1: I can't remember so good no more, eh what? As in, leaving my car in the airport parking lot with the keys in the ignition and the motor running. What is it like when everything seems normal, and you get a wake up call like that? Can I trust what I'm doing and seeing? How long will I have to keep making notes each morning to remind myself what I should do during the day? Did my spouse really tell me to take out the page of the newspaper listing the best Christmas light displays in town--did I forget or did she?

Y'know, I thought a list of twelve items would be very hard to come by....

Merry holidays, whatever your religion. There is no reason to think 2007 will be any better, but I'm hoping anyway.

0: elder care.
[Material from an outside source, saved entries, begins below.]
PR #4734, opened 2023-12-02
Add inline for VL_ATTR_ALWINLINE, even on non GNU-C platforms

gezalore:
This is required to avoid multiple definition errors at link time for functions defined in headers and marked VL_ATTR_ALWINLINE.

### DIFF
--- a/include/verilatedos.h
+++ b/include/verilatedos.h
@@ -138,7 +138,7 @@
 
 // Defaults for unsupported compiler features
 #ifndef VL_ATTR_ALWINLINE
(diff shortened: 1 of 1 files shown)


wsnyder (approved):
Not sure why MSVC worked but anyhow...

gezalore:
Funny enough, of the existing instances, only `QData VL_CPU_TICK()` in verilated_profiler.h would have been affected, but we don't seem to be running (compiling) tests in the msvc build.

I wrote the above post this morning, and finished it around 9:30. I then spent about an hour clearing a path in the basement to the small room where we store the Christmas stuff, and had gotten one box of ornaments up when the phone rang. It was the retirement community my mother lived in. My mom, who is 90, had fallen in her suite. They could not get her up.

My wife and I rushed over there (this is not the first time she fell, the last time she ended up spending two weeks in the hospital until they were sure she was okay and there were 'home care' arrangements for her through our socialized medical system). Mom seemed okay but my wife (a former nurse) and the home care nurse both were concerned she may have at least fractured something. So we called an ambulance.

I spent the rest of the day with mom in the hospital, while my wife and daughter looked after getting a Christmas tree etc. That was from about 11 am until 7 pm, when they released her. Mom was fine and safe to be released, although shakey. My wife came by with our station wagon and we took Mom back to her suite, and spent another couple of hours with her, getting her in bed, with a home care aide providing support. I just got home. It was about ten hours with Mom today.

One of the issues people my age--61--face is caring for their parents. It takes a significant amount of time from my daily work, just to get her to and from medical appointments. That is in addition to phoning her every day and seeing her at least once a week for dinner.

There are so many stresses in this life. The Golden Age of Retirement is a major one, both for the retirees and their children.

I'm now back at home, and am going to drink some very fine Scotch.